Dodge-Romig Sampling Inspection Plans Revisited

Speaker

S. P. Mukherjee, Calcutta University, India

​Abstract

Classical Dodge-Romig sampling inspection plans with their operational modifications and practice-oriented extensions served a very useful purpose for a long time. Some theoretical and practical limitations surfaced later and their uses in Industry have been limited. Apart from practical difficulties, a few theoretical drawbacks are worth an examination. The requirement of ensuring a given (10%) customer's risk exactly poses problems, since the underlying variable (number of defectives in the sample) is discrete and there is hardly any mutually agreeable choice between a plan with a lower risk and a higher sample size and a plan with a bit higher risk and smaller sample size.

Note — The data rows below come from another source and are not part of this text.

PR #6185, opened 2026-03-04
Improve HTML semantics

rakyi:
Fixes issues I noticed in the markdown generated by Cloudflare across our major content types.

- Changes several components to be HTML lists where appropriate.
- Adds actual space between inline elements where CSS was used to add only visual space. This should fix missing whitespace between these elements in the markdown.
- Changes links that contain block elements to be a block themselves. This might fix missing spaces between the elements inside the link in the markdown.
- Render admin links only on the client - to exclude them from the markdown.

https://developers.cloudflare.com/fundamentals/reference/markdown-for-agents/

## Testing guidance

You can double-check that the changed components remain visually same/very similar as before.

### Before merging

### DIFF
--- a/site/NewsletterSubscription.tsx
+++ b/site/NewsletterSubscription.tsx
@@ -142,7 +142,7 @@ export const NewsletterSubscriptionForm = ({
                 <label htmlFor={idBiweekly}>
                     <span className="newsletter-subscription-form__label-title">
                         The OWID Brief
-                    </span>
+                    </span>{" "}
                     <span className="newsletter-subscription-form__label-frequency note-12-medium">
                         Twice a month
                     </span>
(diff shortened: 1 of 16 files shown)


ikesau (approved):
Visually the elements look good on Firefox, Chrome and Safari 👍 

I'm not sure how to test the markdown itself. My local wrangler and staging don't seem to handle the header.

Two other things I noticed while testing this out myself: 
1. `AdminLinks` component is shown (`[Gdoc](#)/[Admin](#)`)
2. Anchor links on headings confuse it

Is there anything we can do about those? All I can see is `cssSelector` in the docs, which I suppose we could figure out, but that's higher maintenance.

rakyi:
Yeah, unfortunately I think we have to test the markdown output only in prod.

I (hopefully) fixed the admin links by rendering them only on the client.

Anchor links on headings seem fine to me. Cursor even correctly scrolls to the Markdown heading when I click on the link, so maybe it works as intended? At least I think it's not too bad.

Fuzzy mathematical programming offers a solution, with all its limitations. The fact that amount of inspection is minimized for the process average fraction defective-something really not known-should invite application of decision rules under uncertainty or risk. Considering the Type B O.C. curve, Mood's theorem is a rejoinder to the assumption of a fixed unknown fraction defective. Possibly, one can even doubt the applicability of the Binomial approximation to the hypergeometric in case of Type A O.C. function. It may be interesting to apply game theory approach to determining the plan parameters. The talk looks at some of these issues.